Structure of the report

  • Chapter 1 contains an overview of the main results for 2017.
  • Chapter 2 contains the special feature on ‘Differences in the disposable incomes of households with and without children’.
  • Part I (International Comparisons) reviews the main results for 2016 and 2017.
  • Part II focuses on the historical trends in the tax burden for the period 2000-17.
  • Part III contains individual country tables specifying the wage levels considered and the associated tax burdens for eight separate family types, together with descriptions of each tax/benefit system.
  • The Annex describes the methodology and its limitations.

Key findings

In its 2018 edition, the report finds that the average worker in OECD countries pays just over one-quarter of their gross wages in income taxes and social security contributions, a ratio that has remained relatively stable over the last two decadeson average, the net personal average tax rate, defined as the sum of personal income tax and employee social security contributions, minus cash benefits as a percentage of gross wage earnings, was 25.5 percent for the average single worker in OECD countries in 2017. Belgium had the highest rate, at 40.5 percent, with Denmark and Germany being the only other countries with rates of more than 35 percent. Chile and Mexico had the lowest net personal average tax rates at 7 percent and 11.2 percent respectively. Korea was the only other country with a rate of less than 15 percent.

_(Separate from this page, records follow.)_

PR #554, opened 2019-10-17
TRON-43: Explain a Tron transaction from txHex

glowang:
* Deserialize a txHex to extract information to display to customer
  before a tx is sent


dannybitgo:
@glowang looks pretty good at first glance, but seems like there are merge conflicts with package.json

README.md
```diff
@@ -58,3 +58,14 @@ manager.
 
 See [DEVELOPERS.md](https://github.com/BitGo/BitGoJS/blob/master/DEVELOPERS.md)
 
+
+# :muscle: Some common tips for developers onboarding to SDK: :muscle:
```
tylerlevine: Nice, this is good info, but I think this would be more appropriate in the DEVELOPERS.md file.

modules/core/package.json
```diff
@@ -47,6 +47,7 @@
     "gen-docs": "typedoc"
   },
   "dependencies": {
+    "@bitgo/tron-lib": "file:../../../bitgo-account-lib",
```
tylerlevine: This needs to point to an actual, published version of tron lib before this PR can be merged.

modules/core/src/v2/coins/trx.ts
```diff
@@ -192,4 +205,47 @@ export class Trx extends BaseCoin {
...
+   * @param params
+   * @param callback
+   */
+  explainTransaction(
+    params: ExplainTransactionOptions,
+    callback?: NodeCallback<TransactionExplanation>
+  ): Bluebird<TransactionExplanation> {
+    return co<TransactionExplanation>(function*() {
+      const txHex = params.txHex || (params.transaction && params.transaction.txHex);
+      if (!txHex || !Tron.safeTronHexString(txHex)) {
```
tylerlevine: Seems a bit silly for this to be in tron lib (I looked at the implementation of this function). This could be replaced by `/^(0x)?([0-9a-f]{2})+$/i.match(txHex)`. Will leave a review on that PR as well.

modules/core/test/v2/unit/coins/trx.ts
```diff
@@ -1,13 +1,36 @@
...
+import Tron from '@bitgo/tron-lib';
 
 const co = Promise.coroutine;
 import { TestBitGo } from '../../../lib/test_bitgo';
 
 describe('TRON:', function() {
   let bitgo;
   let basecoin;
+  // mockTx data taken from testnet while sending a transaction
+  const mockTx = { visible: false,
```
tylerlevine: Consider moving into fixtures directory.

modules/core/test/v2/unit/coins/trx.ts
```diff
@@ -20,6 +43,72 @@ describe('TRON:', function() {
...
+  }));
+
+  it('should throw if txHex does not have the proper format', co(function *() {
+    const explainParams = {
+      fee: 1,
+      txID: mockTx.txID,
+      txHex: 'this_is_an_odd_length_string'
+    };
+    try {
+      yield basecoin.explainTransaction(explainParams);
```
tylerlevine: Could replace whole try/catch with `yield basecoin.explainTransaction(explainParams).should.be.rejectedWith('missing valid txHex string');`

modules/core/test/v2/unit/coins/trx.ts
```diff
@@ -20,6 +43,72 @@ describe('TRON:', function() {
...
+  }));
+
+  it('should throw if the params object is missing parameters', co(function *() {
+    const explainParams = {
+      fee: 1,
+      txID: mockTx.txID,
+      txHex: null,
+    };
+    try {
+      yield basecoin.explainTransaction(explainParams);
```
tylerlevine: Same thing about `yield basecoin.explainTransaction(explainParams).should.be.rejectedWith('missing valid txHex string');`

modules/core/package.json
marktoda: Will be account-lib before merging

modules/core/src/v2/coins/trx.ts
```diff
@@ -39,6 +42,16 @@ export interface TransactionPrebuild {
   };
 }
 
+export interface ExplainTransactionOptions {
+  txHex?: string;
+  transaction?: {
```
marktoda: Half signed and fully signed transactions have different shapes:
```
export interface FullySignedTransaction {
  txHex: string;
}

export interface HalfSignedTransaction {
  halfSigned?: {
    txHex?: string;
    payload?: string;
    txBase64?: string;
  };
}
```

Can this really be both? If so, we can use those base interfaces and say `transaction: HalfSignedTransaction | FullySignedTransaction`

modules/core/src/v2/coins/trx.ts
marktoda: Plus how is that any different than a generic safe hex string? Could use a generic hex sanitizer

modules/core/src/v2/coins/trx.ts
```diff
@@ -192,4 +205,47 @@ export class Trx extends BaseCoin {
...
+  explainTransaction(
+    params: ExplainTransactionOptions,
+    callback?: NodeCallback<TransactionExplanation>
+  ): Bluebird<TransactionExplanation> {
+    return co<TransactionExplanation>(function*() {
+      const txHex = params.txHex || (params.transaction && params.transaction.txHex);
+      if (!txHex || !Tron.safeTronHexString(txHex)) {
+        throw new Error('missing valid txHex string');
+      }
+      if (!params.fee) {
```
marktoda: I think there is a common param validator that we can use to ensure the existence of parameters like this more succinctly

modules/core/src/v2/coins/trx.ts
```diff
@@ -192,4 +205,47 @@ export class Trx extends BaseCoin {
...
+        throw new Error('missing fee');
+      }
+      if (!params.txID) {
+        throw new Error('missing txID');
+      }
+      const rawContract = Tron.getRawTransferContract(txHex);
+      const transfer = Tron.decodeTransferContract(rawContract.contractList[0].parameter.value);
```
marktoda: Change to account lib util decodeTransferContract: https://github.com/BitGo/bitgo-account-lib/pull/5/files#diff-77e5edd96bbcbf039a06a7be97358a2aR149 trx/utils.ts line 149

modules/core/src/v2/coins/trx.ts
```diff
@@ -192,4 +205,47 @@ export class Trx extends BaseCoin {
...
+      };
+      return {
+        displayOrder: ['id', 'outputAmount', 'changeAmount', 'outputs', 'changeOutputs', 'fee', 'memo'],
+        id: params.txID,
+        outputs,
+        outputAmount,
+        changeOutputs: [], // account based does not use change outputs?
+        changeAmount: 0, // account base does not make change
+        fee: params.fee,
+        expiration: rawContract.expiration,
```
marktoda: These are not contained in the base TransactionExplanation -- we can make a TronTransactionExplanation interface that extends the base interface, containing these tron-specific fields

modules/core/src/v2/coins/trx.ts
glowang: It is indeed a generic hex checker. I took it from Platform since we don't have one in SDK AFAIK, but I agree that naming wis misleading. 

What about we take this out of the Tron lib and put it into SDK?

modules/core/src/v2/baseCoin.ts
```diff
@@ -167,6 +167,7 @@ export interface HalfSignedTransaction {
     txHex?: string; // Transaction in any format required by each coin, i.e. in Tron it is a stringifyed JSON
     payload?: string;
     txBase64?: string;
+    rawTransaction?: any;
```
marktoda: Why do we need this? I don't see this field being used anywhere

modules/core/src/v2/coins/trx.ts
marktoda: Since it is a generic account-lib it could be just accountlib.utils.safeHexString(). Though, I personally prefer the `isValidHexString()` style which returns boolean valid/invalid, rather than the `safeHexString()` style which just returns undefined if unsafe

modules/core/src/v2/coins/trx.ts
```diff
@@ -202,11 +220,49 @@ export class Trx extends BaseCoin {
...
+    params: ExplainTransactionOptions,
+    callback?: NodeCallback<TronTransactionExplanation>
+  ): Bluebird<TronTransactionExplanation> {
+    return co<TronTransactionExplanation>(function*() {
+      const txHex = params.txHex || (params.halfSigned && params.halfSigned.txHex);
+      if (!txHex || !bitgoAccountLib.Trx.Utils.isValidHex(txHex)) {
+        throw new Error('missing valid txHex string');
+      }
+      assert(params.fee && params.txID);
+      const rawContract = bitgoAccountLib.Trx.Utils.decodeRawTransaction(txHex);
```
argjv: This is not gonna work. The txHex is a stringfied JSON, like `'{\"some\":\"value\"}'`, you have to call `JSON.parse(txHex)` to get the JSON. Then run `bitgoAccountLib.Trx.Utils.decodeTransaction(tx.raw_data_hex)`

modules/core/src/v2/coins/trx.ts
```diff
@@ -202,11 +220,49 @@ export class Trx extends BaseCoin {
...
+      const transfer = bitgoAccountLib.Trx.Utils.decodeTransferContract(rawContract.contracts[0].parameter.value);
```
argjv: You don't need a method for this. Just do `const transfer = rawContract.contracts[0].parameter.value`

modules/core/src/v2/coins/trx.ts
argjv: This is what the account lib is supposed to abstract from us. I'll add a get field for this.

modules/core/test/v2/unit/coins/trx.ts
```diff
@@ -20,6 +24,62 @@ describe('TRON:', function() {
     basecoin.should.be.an.instanceof(Trx);
   });
 
+  it('explain a txHex', co(function *() {
+    const explainParams = {
+      txHex: mockTx.raw_data_hex,
```
argjv: This should be `txHex: JSON.stringify(mockTx.raw_data_hex)`

modules/core/src/v2/coins/trx.ts
glowang: Note to Gloria:
"{//df}" -> sendTransaction JSON -> use get methods in the library

modules/core/src/v2/coins/trx.ts
glowang: Did that on line 43 :D

modules/core/src/v2/coins/trx.ts
```diff
@@ -35,13 +41,25 @@ export interface TxInfo {
...
   feeInfo: TransactionFee;
 }
 
+export interface ExplainTransactionOptions {
+  txHex?: string; // txHex is poorly named here; it is just a wrapped JSON object
+  halfSigned?: {
+    txHex: string; // txHex is poorly named here; it is just a wrapped JSON object
+  };
+  fee: number;
+}
```
glowang: I deleted the "txID" param that was here before. We no longer need to pass that in since txHex contains it.

.drone.jsonnet
```diff
@@ -168,11 +168,11 @@ local CheckPreconditions(version) = {
 };
 
 local UnitVersions = ["6", "8", "10", "11"];
-local IntegrationVersions = ["lts"];
+local IntegrationVersions = ["10"];
```
twtaylorbitgo: you should rebase, i just merged these fixes

modules/core/src/v2/coins/trx.ts
twtaylorbitgo: good one

modules/core/src/v2/coins/trx.ts
```diff
@@ -202,11 +213,50 @@ export class Trx extends BaseCoin {
...
+    callback?: NodeCallback<TronTransactionExplanation>
+  ): Bluebird<TronTransactionExplanation> {
+    return co<TronTransactionExplanation>(function*() {
+      const txHex = params.txHex || (params.halfSigned && params.halfSigned.txHex);
+      if (!txHex || !params.fee) {
+        throw new Error('missing explain tx parameters');
+      }
+      const coinName = this.getChain();
+      const txBuilder = new TransactionBuilder({ coinName });
+      txBuilder.from(txHex, bitgoAccountLib.BaseCoin.TransactionType.Send);
```
twtaylorbitgo: I think this will be deprecated as of Jorge's PR (transactionType will be removed)

modules/core/test/v2/fixtures/coins/trx.ts
```diff
@@ -0,0 +1,21 @@
...
+              type_url: 'type.googleapis.com/protocol.TransferContract' },
+          type: 'TransferContract' } ],
+      ref_block_bytes: '5123',
+      ref_block_hash: '52a26dea963a47bc',
+      expiration: 1569463320000,
+      timestamp: 1569463261623 },
+  raw_data_hex:
+    '0a025123220852a26dea963a47bc40c0fbb6dad62d5a65080112610a2d747970652e676f6f676c65617069732e636f6d2f70726f746f636f6c2e5472616e73666572436f6e747261637412300a1541e5e00fc1cdb3921b8340c20b2b65b543c84aa1dd1215412c2ba4a9ff6c53207dc5b686bfecf75ea7b80577180a70b7b3b3dad62d',
+  signature:
+    [ ]
```
twtaylorbitgo: note that for a proper mock of what comes out of the build route, there is no signature field

modules/core/src/v2/coins/trx.ts
```diff
@@ -202,11 +213,50 @@ export class Trx extends BaseCoin {
...
+    return co<TronTransactionExplanation>(function*() {
+      const txHex = params.txHex || (params.halfSigned && params.halfSigned.txHex);
+      if (!txHex || !params.feeInfo) {
+        throw new Error('missing explain tx parameters');
+      }
+      const coinName = this.getChain();
+      const txBuilder = new TransactionBuilder({ coinName });
+      txBuilder.from(txHex);
+      const tx = txBuilder.build();
+      //const contract = tx.raw_data.contract;
```
twtaylorbitgo: remove this line please

.drone.yml
```diff
@@ -18,7 +18,7 @@ steps:
 - name: install
   image: node:10
   commands:
-  - "git fetch origin +refs/heads/$DRONE_REPO_BRANCH:$DRONE_REPO_BRANCH || true"
+  - git fetch origin +refs/heads/$DRONE_REPO_BRANCH:$DRONE_REPO_BRANCH || true
```
twtaylorbitgo: mm we'll want to revert all of these to the base branch

modules/core/package.json
```diff
@@ -48,6 +48,7 @@
   },
   "dependencies": {
     "@bitgo/statics": "^2.3.0-rc",
+    "@bitgo/account-lib": "0.1.0",
```
twtaylorbitgo: nice!

modules/core/src/v2/coins/trx.ts
```diff
@@ -1,16 +1,19 @@
 /**
  * @prettier
  */
+import * as assert from 'assert';
```
twtaylorbitgo: why did we add this?

modules/core/src/v2/coins/trx.ts
```diff
@@ -145,8 +155,9 @@ export class Trx extends BaseCoin {
     if (!_.isEmpty(tx.signature)) {
       expectedSignaturesCount += tx.signature.length;
     }
-    const transaction = tronWeb.utils.crypto.signTransaction(params.prv, tx);
-    if (transaction.signature.length !== expectedSignaturesCount) {
+    //TODO use builder instead of utils to sign tx
```
twtaylorbitgo: we should convert this to the builder once Jorge's change is up

modules/core/package.json
tylerlevine: Please use ^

The report also looks at how tax systems affect the disposable income of households with children. It finds that almost all OECD countries provide a reduced personal average tax rate for households with children relative to households at the same income level without children. This is due primarily to the provision of cash transfers to parents. ‘This easing of the income tax burden on families with children, especially on single parents, is encouraging,’ said Pascal Saint-Amans, Director of the OECD’s Centre for Tax Policy and Administration. ‘Setting tax policy in a way that maintains work incentives, particularly for low and middle-income earners, is vital to spur inclusive growth.’

Overall, the report highlights,

  1. The average net personal average tax rate in the OECD was 25.5 percent in 2017 (no change since 2016).
  2. The average net personal average tax rate for single-earner families with children was 14.0 percent in 2017. Between 2016 and 2017, the net personal average tax rate for this family type increased in 25 countries, decreased in nine and remained unchanged in one country (Chile). Australia saw the largest increase for this family type between 2016 and 2017, which rose by 2.9 percentage points.
  3. The average tax wedge in the OECD decreased in 2017 relative to 2016.
  4. The average tax wedge for families with children in 2017 was 26.1 percent. The largest increase in the tax wedge for this family type was again in Australia, with 2.74 percentage points. However, the highest tax wedge for one-earner families with two children at the average wage was in France (39.4 percent), followed by Belgium, Finland, Greece, Italy and Sweden, with tax wedges between 38 and 39 percent.